SEO for Single Page ASP.NET Apps with Spoon


Search engine optimisation is one of the most important aspects of any public web application. However single page application developers face a significant challenge in exposing their content to search engines and web crawlers.

The problem is that the concept of a web page is not necessarily the same for a web server as it is for a user. While the user of an SPA could navigate through an entire site and be convinced that it was made up of countless individual web pages, a crawler attempting to crawl such a site would only ever end up downloading and analysing a single HTML file. To make matters worse, this file would without a doubt contain very little content, as most of the content that makes up an SPA is injected at runtime using JavaScript.

The result of all this is that while SPAs provide users with an enjoyable user experience, web crawlers aren’t adapted to understand how SPAs are built and what kinds of content they contain.

##Google’s solution

Luckily for us, Google has come up with a solution to this problem. The solution consists of a protocol which allows sites to tell crawlers about their dynamic content. The full text of the protocol can be found here, but the general idea is as follows. Normally SPAs use hash fragments to denote different pages in an app, like this.

http://www.mysite.com/#/contact

The protocol states that a hashbang should be used instead of a hash, like so.

http://www.mysite.com/#!/contact

Now, whenever a crawler sees a link to a page containing a hashbang fragment such as this one, it makes a request to the site passing in the fragment as a query parameter.

http://www.mysite.com?_escaped_fragment_=/contact

When the server sees such a request come in, it can serve up a static HTML page containing all the content that is dynamically presented in the actual one.

##This can be a pain…

While this hashbang solution is quite good, it has one annoying consequence for web developers. In order to use this protocol, developers need to maintain static copies of all their dynamic pages which are publicly exposed to web crawlers. Keeping this content up to date as a site evolves is both repetitive and error prone. “There must be a better way!”

##There is!

This is the problem that I have attempted to solve with Spoon. Spoon is a class library which takes snapshots of your dynamic web pages and serves them up when _escaped_fragment_ requests come in.

##How to use Spoon

Using Spoon is really easy. Get the NuGet package (PM> Install-Package Spoon) and hook the following code into to your site’s Application_Start() method.

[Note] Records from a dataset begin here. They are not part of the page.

PR #559, opened 2024-08-17
Add inside_ip to node and populate it in topo.Show

will2dye4:
This is needed for KNE clients to be able to configure the node's cluster-internal IP on the management interface for vendors that do not automatically configure the management interface with the node's IP.


proto/topo.proto
```diff
@@ -87,6 +87,8 @@ message Node {
   // Any host constraints required by the node. These may not be required by a
   // vendor, but it can be used to provide requirements for the node.
   repeated HostConstraint host_constraints = 13;
+  // Cluster IP for the node's pod. Assigned by KNE.
```
marcushines, line 90: I would suggest: pod_ip

as that is more accurate

IP assigned by k8s for the pod this ip comes from the worker node's IP pool

will2dye4: I chose `inside_ip` and phrased the comment to mirror the existing field on the `Service` proto message:

```
  string inside_ip = 4;   // Cluster IP for the service.
```

I think it's important to convey, either in the name or in comments or both, that this is an *internal* IP address, i.e., this IP cannot be used to reach the node outside of the cluster.

marcushines: while that "sounds good" inside ip and pod ip are actually different constructs

one ip is node worker specific another a common ip in the whole cluster that is used by the loadbalancer they are in fact different ip's and cluster inside ip means something 

as well as pod ip

will2dye4: That makes sense. I changed the name accordingly.

marcushines (approved):

PR #565, opened 2024-09-11
Keep kernel.pid_max smaller than 1048575.

guoshiuan:


topo/topo.go
```diff
@@ -484,6 +488,14 @@ func (m *Manager) load() error {
 		uid++
 	}
 	for k, n := range nMap {
+		// If the script is found, then run it. Else silently ignore it.
```
bormanp, line 491: This only needs to be done once per worker node, not per KNE node.

Isn't the set_pid_max.sh script called earlier than this?

guoshiuan: In the phase of "kne deploy ...", this value got changed. I also found some vendor changed this value during the topology creation. This is why I added it here.

bormanp: Change this comment to a BUG: and remove the reference to any particular vendor, just say this is addressing the issue that some vendors incorrectly lower this value which can cause other vendors to have issues.

bormanp (changes requested):

topo/topo.go
guoshiuan: done

bormanp (approved):

PR #570, opened 2024-11-04
Update kind to 1.24.0 and node to 1.31.0

marcushines:
also updates kube apis to 1.31


DanG100:
It doesn't look you changed in the kindest/node image anywhere? https://github.com/openconfig/kne/blob/main/deploy/kne/kind-bridge.yaml#L10

DanG100 (approved):

DanG100:
lgtm assuming you can fix presubmit

go.mod
```diff
@@ -1,6 +1,6 @@
 module github.com/openconfig/kne
 
-go 1.21
+go 1.22.0
```
bstoll, line 3: There are Go 1.21 version references in:

cloudbuild/external.pkr.hcl
cloudbuild/internal.pkr.hcl
.github/workflows/go.yml
docs/setup.md
x/wire/forward/Dockerfile

We should use the same go version in all of these (and use 1.23.2?)

PR #571, opened 2024-11-06
update packer

marcushines:


bstoll (approved):

DanG100 (approved):

cloudbuild/external.pkr.hcl
```diff
@@ -77,6 +77,10 @@ build {
       "echo \"fs.inotify.max_user_watches=25600000\" | sudo tee -a /etc/sysctl.conf", # configure inotify for cisco xrd containers
       "echo \"fs.inotify.max_queued_events=13107200\" | sudo tee -a /etc/sysctl.conf", # configure inotify for cisco xrd containers
       "echo \"kernel.pid_max=1048575\" | sudo tee -a /etc/sysctl.conf",              # configure pid_max for cisco 8000e containers
+      "sudo modprobe br_netfilter",
+      "sudo echo 1 > /proc/sys/net/bridge/bridge-nf-call-iptables",
```
bstoll, line 81: I missed this earlier - does this actually work? you usually need to do `echo 1 | sudo tee /proc/...`.  sudo echo redirects output as the user into procfs which won't work.

PR #578, opened 2024-11-20
Alpine: adding console node.

parth-opensrc:
For Alpine topology, this enables SSH to the host node through a service running on port 2222.


parth-opensrc:
Not needed now.

PR #611, opened 2025-04-19
Increase grpc MaxMessageSize limits from 4MB to 2GB.

pranaysameer:
When attempting to bring up topologies with large configs we hit message size limits. This change will increase limit from 4MB to 2GB


controller/server/main.go
```diff
@@ -630,6 +630,8 @@ func main() {
 			PermitWithoutStream: true,
 			MinTime:             time.Second * 10,
 		}),
+		grpc.MaxRecvMsgSize(math.MaxInt32),
```
bormanp, line 633: That value is an odd number.  It probably makes more sense to say 1 << 9.

bormanp (changes requested):

controller/server/main.go
pranaysameer: Done. Changed it to 1<<31.

bormanp (approved):

bormanp (approved):

PR #624, opened 2025-06-09
enable parallelization of pod creation

NehaManjunath:


topo/topo.go
```diff
@@ -598,23 +614,55 @@ func (m *Manager) push(ctx context.Context) error {
...
+			if err := nodeToCreate.Create(ctx); err != nil {
+				errCh <- fmt.Errorf("failed to create node %s: %w", nodeToCreate, err)
+				return
+			}
+			log.Infof("Node %s resource created", nodeToCreate)
+		}(n)
 	}
+	wg.Wait()
+
+	select {
```
marcushines, line 636: why not just send either nil or error down the channel then you don't need to select

topo/topo.go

// Dictionary mapping escaped fragments to page URLs.
// This may be generated from a Sitemap.
var escapedFragmentUrlPairs = new Dictionary<string, string>
{
    { "/home", "http://www.example.com/!#/home" },
    { "/about", "http://www.example.com/!#/about" },
    { "/contact", "http://www.example.com/!#/contact" },
};

var snapshotsPath = HostingEnvironment.MapPath("[Path]");
var snapshotsDirectory = new DirectoryInfo(snapshotsPath);
foreach (var file in snapshotsDirectory.EnumerateFiles())
    file.Delete();

SnapshotManager
	.InitializeAsync(escapedFragmentUrlPairs, snapshotsPath)
	.Wait();

In this example, escapedFragmentUrlPairs is a dictionary mapping escaped fragment values to URLs on your site. This essentially serves to tell Spoon that for a given hash fragment you want a snapshot of the corresponding page to be served to the web crawler. If you have a Sitemap defined for your site, this dictionary could easily be auto-generated from it. The other variable in the sample, snapshotsPath, is simply the path to the folder where Spoon will store the snapshots it creates.

To serve up snapshots you’ll need to modify your main action method to handle the _escaped_fragment_ parameter.

public async Task<ActionResult> Index(string _escaped_fragment_)
{
    if (_escaped_fragment_ != null)
    {
        string path;
        try
        {
            path = await SnapshotManager
				.GetSnapshotUrlAsync(_escaped_fragment_);
        }
        catch (ArgumentException)
        {
            // Failure logic here.
        }
        return File(path, "text/html");
    }

    return View();
}

That’s all there is to it. When an _escaped_fragment_ is passed to the method, Spoon will look to see if that fragment has been registered. If it has, Spoon will return to you the path to the snapshot file that you can serve with ASP.NET’s File() method. If the fragment hasn’t been registered, an ArgumentException is thrown. It is up to you to catch this exception and do what you please. Be careful! If a snapshot cannot be served for a given page, then web crawlers won’t be able to tell what that page contains and that page will risk not being indexed correctly. At the very least the catch should contain some form of logic to alert you, the developer, that a given _escaped_fragment_ has gone unserved in your web app.

##The code

Spoon is fully open source, licensed under the MIT license. If you’re interested, the source code is available create an issue on the GitHub page. Good luck, and happy SEO-ing!